- Problem to solve:
Below are lines of data; restate word for word those running from the line containing "PR #197, opened 2019-04-05" to the line containing "Ha, good question, I", inclusive, and no others.

- Entries shown:

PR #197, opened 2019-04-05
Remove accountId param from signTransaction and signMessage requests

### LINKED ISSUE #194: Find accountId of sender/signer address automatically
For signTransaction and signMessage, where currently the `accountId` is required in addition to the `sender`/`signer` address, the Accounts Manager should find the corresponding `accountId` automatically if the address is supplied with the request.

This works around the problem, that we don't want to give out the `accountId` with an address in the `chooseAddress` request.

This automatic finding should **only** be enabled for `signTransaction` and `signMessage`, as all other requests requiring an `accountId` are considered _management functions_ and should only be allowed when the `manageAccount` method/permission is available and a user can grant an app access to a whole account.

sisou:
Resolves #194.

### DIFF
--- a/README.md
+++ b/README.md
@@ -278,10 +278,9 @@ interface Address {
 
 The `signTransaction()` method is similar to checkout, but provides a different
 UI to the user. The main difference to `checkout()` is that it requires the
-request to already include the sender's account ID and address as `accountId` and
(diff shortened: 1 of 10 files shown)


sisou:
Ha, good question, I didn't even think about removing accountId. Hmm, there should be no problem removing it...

* * *

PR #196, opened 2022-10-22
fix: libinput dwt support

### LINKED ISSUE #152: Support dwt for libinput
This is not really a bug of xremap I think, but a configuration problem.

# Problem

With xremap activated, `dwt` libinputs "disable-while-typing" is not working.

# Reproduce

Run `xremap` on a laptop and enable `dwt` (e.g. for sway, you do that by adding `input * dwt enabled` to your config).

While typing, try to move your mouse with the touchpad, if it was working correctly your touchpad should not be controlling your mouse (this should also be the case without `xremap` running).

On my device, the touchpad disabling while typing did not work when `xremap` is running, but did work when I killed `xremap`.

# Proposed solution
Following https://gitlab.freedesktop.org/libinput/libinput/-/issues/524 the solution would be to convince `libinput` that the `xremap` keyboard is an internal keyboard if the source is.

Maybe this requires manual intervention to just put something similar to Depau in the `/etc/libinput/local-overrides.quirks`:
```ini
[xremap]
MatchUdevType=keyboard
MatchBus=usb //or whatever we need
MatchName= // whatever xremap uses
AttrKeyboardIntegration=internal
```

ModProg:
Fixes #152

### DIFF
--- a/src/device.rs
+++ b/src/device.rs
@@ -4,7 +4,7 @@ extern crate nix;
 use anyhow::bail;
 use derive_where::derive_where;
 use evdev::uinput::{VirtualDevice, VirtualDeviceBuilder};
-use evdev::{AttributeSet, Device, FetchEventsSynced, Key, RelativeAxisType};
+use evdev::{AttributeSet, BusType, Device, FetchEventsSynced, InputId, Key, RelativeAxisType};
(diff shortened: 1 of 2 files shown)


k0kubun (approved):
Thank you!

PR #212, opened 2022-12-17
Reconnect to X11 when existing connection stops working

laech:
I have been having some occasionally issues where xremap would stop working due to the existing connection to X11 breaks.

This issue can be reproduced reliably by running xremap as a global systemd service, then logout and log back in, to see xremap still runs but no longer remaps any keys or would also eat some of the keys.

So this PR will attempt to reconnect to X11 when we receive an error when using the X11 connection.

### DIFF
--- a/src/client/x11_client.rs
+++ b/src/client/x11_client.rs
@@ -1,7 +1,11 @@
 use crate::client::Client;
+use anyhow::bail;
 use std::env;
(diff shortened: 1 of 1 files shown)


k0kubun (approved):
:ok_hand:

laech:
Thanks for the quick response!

- Exercise result:
PR #197, opened 2019-04-05
Remove accountId param from signTransaction and signMessage requests

### LINKED ISSUE #194: Find accountId of sender/signer address automatically
For signTransaction and signMessage, where currently the `accountId` is required in addition to the `sender`/`signer` address, the Accounts Manager should find the corresponding `accountId` automatically if the address is supplied with the request.

This works around the problem, that we don't want to give out the `accountId` with an address in the `chooseAddress` request.

This automatic finding should **only** be enabled for `signTransaction` and `signMessage`, as all other requests requiring an `accountId` are considered _management functions_ and should only be allowed when the `manageAccount` method/permission is available and a user can grant an app access to a whole account.

sisou:
Resolves #194.

### DIFF
--- a/README.md
+++ b/README.md
@@ -278,10 +278,9 @@ interface Address {
 
 The `signTransaction()` method is similar to checkout, but provides a different
 UI to the user. The main difference to `checkout()` is that it requires the
-request to already include the sender's account ID and address as `accountId` and
(diff shortened: 1 of 10 files shown)


sisou:
Ha, good question, I didn't even think about removing accountId. Hmm, there should be no problem removing it...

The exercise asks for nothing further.